[Stored items]
PR #415, opened 2022-06-17
Analytics module events to track in Altis

robindevitt:
Related issue https://github.com/humanmade/product-dev/issues/996

### DIFF
--- a/src/audiences/ui/edit.js
+++ b/src/audiences/ui/edit.js
@@ -107,8 +107,22 @@ class Edit extends Component {
 		// Update if we have an ID, otherwise create a new one.
 		if ( post.id ) {
 			onUpdatePost( post );
+			analytics.track(
+				'update',
+				{
+					content_type: 'audience',
+					status: post.status,
+				}
+			);
 		} else {
 			onCreatePost( post );
+			analytics.track(
+				'create',
+				{
+					content_type: 'audience',
+					status: post.status,
+				}
+			);
 		}
 
 		// Edits have been saved now so it's safe to navigate again.
--- a/src/audiences/ui/manager.js
+++ b/src/audiences/ui/manager.js
@@ -62,6 +62,12 @@ class Manager extends Component {
 					onClick: () => {
 						onSetCurrentPost( defaultPost );
 						this.setState( { view: 'edit' } );
+						analytics.track(
+							'initiate_create',
+							{
+								content_type: 'audience',
+							}
+						);
 					},
 				},
 				/**


robindevitt:
I managed to get this hooked up to Segment with a free account to do some initial tests. So far everything looks pretty good.

I noticed a minor discrepancy in some places the date ranges have different "values". Two examples below:

```javascript
analytics.track('filter', {
  filter_type: 'date range',
  filter_value: '90 Days',
  location: 'dashboard'
});
```
& 
```javascript
analytics.track('filter', {
  filter_type: 'date range',
  filter_value: 90,
  location: 'insights'
});
```

Should I work on that when ever it's a date range it will always be the `number` and include "days" ?

robindevitt:
Hey @roborourke 

Thanks for the suggestions and direction. I have pushed changes now.

```javascript
analytics.track(
	__( 'filter', 'altis-analytics' ),
	{
		location: __( 'dashboard', 'altis-analytics' ),
		filter_type: __( 'author', 'altis-analytics' ),
		filter_value: e.target.options[e.target.options.selectedIndex].text,
	}
);
```
In the above example the select hasn't got a name attribute. So would the structure and names/labels be appropriate?

roborourke:
> In the above example the select hasn't got a name attribute. So would the structure and names/labels be appropriate?

Are you referring to the code example? Then yeah, although the values should not be translatable. That would make querying in Mixpanel near impossible!

src/accelerate/components/List.tsx
```diff
@@ -73,6 +81,14 @@ export default function List( props: Props ) {
 							onChange={ e => {
 								setPage( 1 );
 								setUser( parseInt( e.target.value, 10 ) );
+								analytics.track(
+									__( 'filter', 'altis-analytics' ),
+									{
+										location: __( 'dashboard', 'altis-analytics' ),
+										filter_type: __( 'author', 'altis-analytics' ),
+										filter_value: e.target.options[e.target.options.selectedIndex].text,
```
roborourke, line 89: Again, is this the right value to be using here?

src/blocks/ui/components/date-range.js
```diff
@@ -28,27 +28,36 @@ const Form = styled.form`
...
+						value={ range.value }
 						onChange={ e => {
-							e.target.checked && onSetRange( range );
+							e.target.checked && onSetRange( range.value );
+							analytics.track(
+								__( 'filter', 'altis-analytics' ),
+								{
+									location: __( location, 'altis-analytics' ),
+									filter_type: __( 'date_range', 'altis-analytics' ),
+									filter_value: range.label.replace( / /g, '_' ),
```
roborourke, line 54: Again, why is this the label?

src/blocks/ui/insights/personalization.js
```diff
@@ -37,6 +37,21 @@ const Personalization = ( {
 		};
 	}, [ clientId ] );
 
+	const ranges = [
```
roborourke, line 40: This seems to more or less duplicate the periods object we already have, in addition the labels here are not translatable. It would be better to reuse the periods object, and make the `DateRange` component work with the same values e.g. `P7D`, `P30D` and `P90D`

src/blocks/ui/components/date-range.js
```diff
@@ -28,27 +28,36 @@ const Form = styled.form`
...
+								}
+							);
 						} }
 					/>
-					<label htmlFor={ `altis-analytics-date-range-${ range }` }>
-						{ sprintf( __( '%d days', 'altis-analytics' ), range ) }
+					<label htmlFor={ `altis-analytics-date-range-${ range.value }` }>
+						{ __( range.label, 'altis-analytics' ) }
```
roborourke, line 60: Variables cannot be used with translation functions.

src/blocks/ui/insights/personalization.js
```diff
@@ -47,7 +62,8 @@ const Personalization = ( {
 	return (
 		<>
 			<div className="altis-analytics-block-metrics">
-				<DateRange ranges={ [ 7, 30, 90 ] } value={ days } onSetRange={ setDays } />
+				<DateRange
+					location="insights" ranges={ ranges } value={ days } onSetRange={ setDays } />
```
roborourke, line 66: If your editor is et to have a max line limit it's probably better to put all the props on new lines rather than split it like this.

```suggestion
				<DateRange
					location="insights"
					ranges={ ranges }
					value={ days }
					onSetRange={ setDays }
				/>
```

src/accelerate/components/Hero.tsx
```diff
@@ -44,10 +52,38 @@ export default function Hero( props: Props ) {
...
+									onClick={ () => {
+										analytics.track(
+											__( 'click', 'altis-analytics' ),
+											{
+												location: __( 'dashboard', 'altis-analytics' ),
+												url: 'edit.php?post_type=xb',
+												link_text: __( 'Insights', 'altis-analytics' ),
+											}
+										);
+									}}
```
roborourke, line 83:
```suggestion
									} }
```

src/accelerate/components/Hero.tsx
```diff
@@ -44,10 +52,38 @@ export default function Hero( props: Props ) {
 					{ !! props.period && ( props.canViewAnalytics || props.canViewInsights ) && (
 						<nav className='Hero__links'>
 							{ props.canViewAnalytics && (
-								<a href="index.php?page=altis-analytics">{ __( 'Analytics', 'altis-analytics' ) }</a>
+								<a
```
roborourke, line 55: One option could be to make a new component for links that has the tracking built in, so some props could be provided only once e.g. `url` or `href` etc... Not required but always something to consider when you spot some repetition in the code.

roborourke (changes requested):
Some overall stuff to get started on here, primarily around the misuse of translation functions, and double checking what we're tracking.

There are some opportunities for code reuse as well worth exploring.

robindevitt:
Thanks @roborourke, would it be better if I didn't translate all the items sent to Segment? Or should I use it more sparingly?

roborourke:
> Thanks @roborourke, would it be better if I didn't translate all the items sent to Segment? Or should I use it more sparingly?

For sending data to segment we shouldn’t use translation at all. We could end up with different values for the same thing

inc/audiences/namespace.php
```diff
@@ -249,6 +251,49 @@ function save_post( $post_id ) {
 
 	// phpcs:ignore HM.Security.ValidatedSanitizedInput.InputNotSanitized -- Sanitized in save_audience().
 	save_audience( $post_id, wp_unslash( $_POST['audience'] ) );
+
+	// Track post status creation
+	do_action( 'altis.telemetry.track', [
+		'event' => __( 'create', 'altis-analytics' ),
```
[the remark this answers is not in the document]
robindevitt: Thank you for catching this! I misread the docs on `save_post`, I have corrected it now.

What I have picked up on too is the following in Altis Core where we are currently tracking when posts are saved / updated. We will essentially be tracking audiences updates & creation twice :

https://github.com/humanmade/altis-core/blob/6adb23f1c65c5ed33622c52670682ca3a6f1064d/inc/telemetry/namespace.php#L500-L527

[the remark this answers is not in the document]
roborourke: Yeah I was thinking we could update the way it's done in core to be more generic and handle it there rather than in this plugin.

src/blocks/ui/insights/personalization.js
robindevitt: @roborourke I notice the periods object is located within a [`.ts` file](https://github.com/humanmade/aws-analytics/blob/master/src/data/periods.ts). I suspect this can't be imported to a [`.js` file](https://github.com/humanmade/aws-analytics/blob/master/src/blocks/ui/insights/personalization.js) and I would need to recreate a new object is that correct?

src/accelerate/components/Hero.tsx
robindevitt: Good thinking and totally agreed ✅

inc/audiences/namespace.php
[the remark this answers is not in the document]
roborourke: Lets discuss this in slack tomorrow - remind me at standup!

src/blocks/ui/insights/personalization.js
roborourke: Ah right yes, we have the split build processes still... my usual approach would just be to try it out and see but I think you're right.

In which case it might be good to make a non typescript copy of the periods object and use that, with a comment noting that it should use the typescript version in future.

robindevitt: @roborourke I got this setup and running but before I push my current changes up, given that the `DateRange`  component is only being used once and would essentially be replaced at later stage, would it not be better to keep the duplicate and get it to work rather than duplicating the typescript copy?

src/accelerate/components/List.tsx
robindevitt: So currently the filter only allows the select of `All Authors` and `My Content`. The respect values are ` ` and `1` which I figured would have no real value so I thought it was best to use the option select. Potentially a better solution to use?

src/data/periods.js
```diff
@@ -0,0 +1,26 @@
...
+		number: 30,
+	},
+	{
+		label: __( '90 days', 'altis' ),
+		value: 'P90D',
+		diff: null,
+		number: 90,
+	},
+];
+export default Periods;
```
robindevitt, line 26: 1. I created this for the periods to work with the date range. I added `number` as the number value is needed for the request for the posts. It wasn't accepting `P7D` as a value only `7`. 

2. What is the purpose of the `diff` value as I wasn't able to identify where/what it's used for?

robindevitt:
@roborourke When you get a gap, I have gone through your previous review and pushed up the relevant changes. 

I have added a comment on the changes for the `DateRange` with 2 questions around the structure. 

Lastly [the values used for the `Author` filtering](https://github.com/humanmade/aws-analytics/pull/415%23discussion_r903659228) , I'm not sure what/if we want to action anything further?

src/accelerate/components/Link.tsx
```diff
@@ -0,0 +1,28 @@
...
+					'click',
+					{
+						location: props.location,
+						url: props.url,
+						link_text: props.linkText,
+					}
+				);
+			}}
+		>
+			{ __( props.linkText, 'altis-analytics' ) }
```
roborourke, line 25: Variables can't be used in translation functions - they are analysed / extracted from code using static analysis.

src/accelerate/components/List.tsx
roborourke: This should be  using `e.target.value` as the `filter_value` value

src/accelerate/components/List.tsx
```diff
@@ -94,6 +111,15 @@ export default function List( props: Props ) {
...
 									setSearch( value );
 								}, 500, e.target.value );
+								analytics.track(
+									'filter',
+									{
+										location: 'dashboard',
+										filter_type: 'search',
+										filter_value: e.target.value,
+									}
+								);
```
roborourke, line 121: Lets put this inside the `setTimeout` callback or we're going to be tracking events on every keystroke

src/blocks/ui/components/date-range.js
roborourke: This still needs fixing

src/data/periods.js
```diff
@@ -0,0 +1,26 @@
+import { __ } from '@wordpress/i18n';
+
+/**
+ * Date Periods. This is here to accomodate the split build process. The typescript copy should supersede this when appropriate.
+ */
+const Periods = [
```
roborourke, line 6: Typically the capitalisation is reserved for react components and names of type definitions. I think it may have been confusing where you saw `const periods: Periods = [ .... ]` - `periods` is the variable name, and `Periods` is the type definition name.

src/data/periods.js
roborourke: 1. I was suggesting updating the API to accept values like `P7D` rather than just numbers so we were able to do this and standardise on one approach
2. `diff` is used to indicate the time range to get data for to calculate the percentage change comparison, e.g. when showing data for the last 7 days, compare it to the 7 days before that.

roborourke (changes requested):
Still some edits to make here where we still have variables in translation functions for example.

src/accelerate/components/List.tsx
```diff
@@ -110,16 +110,15 @@ export default function List( props: Props ) {
 								timer && clearTimeout( timer );
 								timer = setTimeout( value => {
 									setSearch( value );
+									analytics.track(
+										'filter',
+										{
+											location: 'dashboard',
+											filter_type: 'search',
+											filter_value: e.target.value,
```
roborourke, line 118: Weirdly `e.target.value` might actually be different than what is intended here, this is why you can pass values to the `setTimeout` callback, use `value` instead:
```suggestion
											filter_value: value,
```

src/accelerate/components/Hero.tsx
```diff
@@ -44,10 +53,18 @@ export default function Hero( props: Props ) {
 					{ !! props.period && ( props.canViewAnalytics || props.canViewInsights ) && (
 						<nav className='Hero__links'>
 							{ props.canViewAnalytics && (
-								<a href="index.php?page=altis-analytics">{ __( 'Analytics', 'altis-analytics' ) }</a>
+								<Link
+									url="index.php?page=altis-analytics"
+									location="dashboard"
+									linkText="Analytics"
```
roborourke, line 59: This is where the actual text for link is, so this where the translation functions can be used:
```suggestion
									linkText={ __( 'Analytics', 'altis-analytics' ) }
```

robindevitt:
> Something seems a little strange here, there are unrelated changes from another PR. What was the reason for force pushing?

aaah! I had conflicts with master, ran a merge and had all the commits come through and a lot of unrelated changes. I managed to undo the merge and then got the branch back to the [Update for WIP.](https://github.com/humanmade/aws-analytics/pull/415/commits/1e6387b48c3bbdeb8a2ad6f8eb3c89070d2ddd94) commit. I was then trying to get the branch back to that commit before trying the merge again.

src/blocks/ui/insights/personalization.js
```diff
@@ -21,15 +22,27 @@ const Personalization = ( {
...
+			start,
+			end,
+		} );
+	}, [ clientId, days, start ] );
 	const lift = useSelect( select => {
-		const current = select( 'analytics/xbs' ).getViews( clientId, { days: 7 } );
+		const current = select( 'analytics/xbs' ).getViews( clientId, {
+			days: 'P7D',
+			start: 'P7D',
+			end: 'P7D',
```
roborourke, line 39: I'm a bit confused by this, the start and end values should be date strings rather than durations. What's your aim with adding these here in this way rather than deriving a start and end from the duration? We shouldn't have both days, and start/end values as they're representing the same thing. This is pretty confusing as-is.

inc/blocks/rest_api/namespace.php
```diff
@@ -46,13 +46,25 @@ function init() : void {
...
-					'default' => 7,
+					'type' => 'string',
+					'default' => 'P7D',
 				],
 				'offset' => [
 					'description' => __( 'Number of days to offset data by. For example 3 means get data from before 3 days ago.', 'altis-analytics' ),
-					'type' => 'number',
-					'default' => 0,
+					'type' => 'string',
+					'default' => 'P0D',
```
roborourke, line 55: A duration of 0 days doesn't seem valid here. Offset here was used as a number of days previous to get data for but if we're using `start` and `end` instead it becomes redundant. We want to remove the use of durations on the backend and just work with start and end dates instead.

robindevitt: Would we not be doing away with the `offset` and `days`?

roborourke:
We have the basics of the tracking here from the new updated dashboard so we're changing the purpose of this issue a bit to normalise the API endpoints - to that end I'll remove it from the beta release milestone as it's not a hard requirement for now.

inc/blocks/rest_api/namespace.php
roborourke: We would be yes - but specifically on the backend, in the JS we want to standardise on using the period / duration notation.

I need to more fully review where things are at in terms of the API endpoints and how they're used - it's more involved than I first thought when I asked you to work on it.

roborourke:
Lets put this on hold for now until I've written up a proper spec for how everything should work in terms of the API endpoints.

DESCRIPTION OF THE TASK
Would you please repeat exactly the lines above, starting at the line with "onClick: () =>" and stopping at the line with "Hey @roborourke", both included?

RESPONSE FOR THIS EXERCISE
 					onClick: () => {
 						onSetCurrentPost( defaultPost );
 						this.setState( { view: 'edit' } );
+						analytics.track(
+							'initiate_create',
+							{
+								content_type: 'audience',
+							}
+						);
 					},
 				},
 				/**


robindevitt:
I managed to get this hooked up to Segment with a free account to do some initial tests. So far everything looks pretty good.

I noticed a minor discrepancy in some places the date ranges have different "values". Two examples below:

```javascript
analytics.track('filter', {
  filter_type: 'date range',
  filter_value: '90 Days',
  location: 'dashboard'
});
```
& 
```javascript
analytics.track('filter', {
  filter_type: 'date range',
  filter_value: 90,
  location: 'insights'
});
```

Should I work on that when ever it's a date range it will always be the `number` and include "days" ?

robindevitt:
Hey @roborourke 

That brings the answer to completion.